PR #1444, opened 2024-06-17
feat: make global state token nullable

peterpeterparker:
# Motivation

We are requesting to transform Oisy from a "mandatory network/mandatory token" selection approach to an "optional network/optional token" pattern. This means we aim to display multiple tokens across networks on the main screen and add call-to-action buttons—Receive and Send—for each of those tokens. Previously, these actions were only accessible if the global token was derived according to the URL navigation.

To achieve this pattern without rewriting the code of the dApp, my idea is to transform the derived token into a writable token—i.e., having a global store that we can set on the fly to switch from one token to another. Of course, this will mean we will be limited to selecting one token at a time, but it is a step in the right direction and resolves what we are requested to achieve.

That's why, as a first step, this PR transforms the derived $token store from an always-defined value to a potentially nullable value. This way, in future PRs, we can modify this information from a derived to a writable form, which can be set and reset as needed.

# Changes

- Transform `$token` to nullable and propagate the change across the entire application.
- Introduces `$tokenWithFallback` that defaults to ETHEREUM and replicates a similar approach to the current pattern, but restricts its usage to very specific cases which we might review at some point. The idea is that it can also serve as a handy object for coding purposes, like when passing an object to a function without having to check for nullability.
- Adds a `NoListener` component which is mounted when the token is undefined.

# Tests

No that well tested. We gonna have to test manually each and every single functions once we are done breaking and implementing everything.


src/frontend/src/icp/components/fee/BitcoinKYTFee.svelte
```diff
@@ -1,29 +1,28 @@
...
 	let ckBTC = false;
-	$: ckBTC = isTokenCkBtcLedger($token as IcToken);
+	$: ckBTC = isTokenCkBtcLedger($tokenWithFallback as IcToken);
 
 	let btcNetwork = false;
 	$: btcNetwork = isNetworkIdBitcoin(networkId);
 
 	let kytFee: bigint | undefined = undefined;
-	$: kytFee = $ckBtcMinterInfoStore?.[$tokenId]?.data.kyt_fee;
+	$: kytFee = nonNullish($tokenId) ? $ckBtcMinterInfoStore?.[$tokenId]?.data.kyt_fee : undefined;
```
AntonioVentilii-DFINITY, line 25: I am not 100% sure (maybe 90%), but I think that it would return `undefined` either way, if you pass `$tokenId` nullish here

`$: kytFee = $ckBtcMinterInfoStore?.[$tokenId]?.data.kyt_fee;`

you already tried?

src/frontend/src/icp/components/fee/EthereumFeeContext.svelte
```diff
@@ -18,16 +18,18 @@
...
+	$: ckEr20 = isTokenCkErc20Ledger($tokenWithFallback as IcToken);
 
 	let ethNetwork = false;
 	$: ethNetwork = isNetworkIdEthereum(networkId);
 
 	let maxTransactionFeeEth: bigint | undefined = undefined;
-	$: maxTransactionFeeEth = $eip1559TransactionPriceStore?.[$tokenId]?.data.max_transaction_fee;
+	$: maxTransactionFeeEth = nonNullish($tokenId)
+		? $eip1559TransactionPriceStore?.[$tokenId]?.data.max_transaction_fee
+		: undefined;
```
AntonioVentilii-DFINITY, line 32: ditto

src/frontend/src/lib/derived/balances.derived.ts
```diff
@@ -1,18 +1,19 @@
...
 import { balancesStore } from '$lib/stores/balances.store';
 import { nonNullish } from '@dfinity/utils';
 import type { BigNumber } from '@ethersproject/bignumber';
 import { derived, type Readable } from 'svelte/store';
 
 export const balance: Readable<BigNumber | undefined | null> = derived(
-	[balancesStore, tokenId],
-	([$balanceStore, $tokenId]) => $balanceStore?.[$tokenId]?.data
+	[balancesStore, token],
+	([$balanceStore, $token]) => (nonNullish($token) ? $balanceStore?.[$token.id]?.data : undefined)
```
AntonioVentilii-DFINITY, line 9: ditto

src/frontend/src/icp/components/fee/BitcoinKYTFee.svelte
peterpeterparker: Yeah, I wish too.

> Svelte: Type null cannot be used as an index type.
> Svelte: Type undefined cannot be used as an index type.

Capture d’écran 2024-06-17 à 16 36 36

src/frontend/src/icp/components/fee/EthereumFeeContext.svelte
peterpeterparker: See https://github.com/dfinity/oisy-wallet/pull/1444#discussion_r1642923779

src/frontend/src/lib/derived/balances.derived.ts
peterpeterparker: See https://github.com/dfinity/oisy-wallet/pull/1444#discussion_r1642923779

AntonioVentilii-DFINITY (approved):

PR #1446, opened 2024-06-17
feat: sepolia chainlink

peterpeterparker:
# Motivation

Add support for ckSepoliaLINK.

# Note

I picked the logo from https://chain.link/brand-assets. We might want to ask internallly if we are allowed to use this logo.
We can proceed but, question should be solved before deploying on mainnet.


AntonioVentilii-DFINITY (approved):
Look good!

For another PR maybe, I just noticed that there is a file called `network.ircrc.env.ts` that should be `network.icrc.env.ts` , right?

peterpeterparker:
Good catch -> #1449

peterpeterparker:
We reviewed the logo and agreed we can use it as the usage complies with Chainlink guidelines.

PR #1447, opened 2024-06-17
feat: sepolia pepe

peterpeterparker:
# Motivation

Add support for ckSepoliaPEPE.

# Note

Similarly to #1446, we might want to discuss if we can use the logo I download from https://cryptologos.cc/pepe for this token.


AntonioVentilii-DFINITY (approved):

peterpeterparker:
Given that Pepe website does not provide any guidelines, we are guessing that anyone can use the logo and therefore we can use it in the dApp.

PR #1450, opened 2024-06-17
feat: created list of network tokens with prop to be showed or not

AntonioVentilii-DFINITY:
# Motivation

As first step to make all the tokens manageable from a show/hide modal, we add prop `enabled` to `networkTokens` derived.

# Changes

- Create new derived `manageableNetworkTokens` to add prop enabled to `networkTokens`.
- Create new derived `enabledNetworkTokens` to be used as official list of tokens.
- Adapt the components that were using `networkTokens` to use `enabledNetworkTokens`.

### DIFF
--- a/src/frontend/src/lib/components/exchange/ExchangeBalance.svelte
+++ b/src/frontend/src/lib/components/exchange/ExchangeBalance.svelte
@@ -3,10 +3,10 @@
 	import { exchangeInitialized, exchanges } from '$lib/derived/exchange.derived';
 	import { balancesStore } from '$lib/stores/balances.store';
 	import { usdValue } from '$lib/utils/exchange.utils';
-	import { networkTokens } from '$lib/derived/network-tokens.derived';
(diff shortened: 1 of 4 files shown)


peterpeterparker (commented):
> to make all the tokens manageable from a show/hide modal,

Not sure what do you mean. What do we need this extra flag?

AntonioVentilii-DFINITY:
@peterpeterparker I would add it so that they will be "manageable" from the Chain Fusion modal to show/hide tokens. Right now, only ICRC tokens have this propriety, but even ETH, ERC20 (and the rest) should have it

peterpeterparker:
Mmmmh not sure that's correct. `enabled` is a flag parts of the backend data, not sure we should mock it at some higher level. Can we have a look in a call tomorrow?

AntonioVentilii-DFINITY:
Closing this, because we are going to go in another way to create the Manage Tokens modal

• [Task description] Return, from the data above, each line in which the string "idea" appears.

• [Solution to the problem]
To achieve this pattern without rewriting the code of the dApp, my idea is to transform the derived token into a writable token—i.e., having a global store that we can set on the fly to switch from one token to another. Of course, this will mean we will be limited to selecting one token at a time, but it is a step in the right direction and resolves what we are requested to achieve.
- Introduces `$tokenWithFallback` that defaults to ETHEREUM and replicates a similar approach to the current pattern, but restricts its usage to very specific cases which we might review at some point. The idea is that it can also serve as a handy object for coding purposes, like when passing an object to a function without having to check for nullability.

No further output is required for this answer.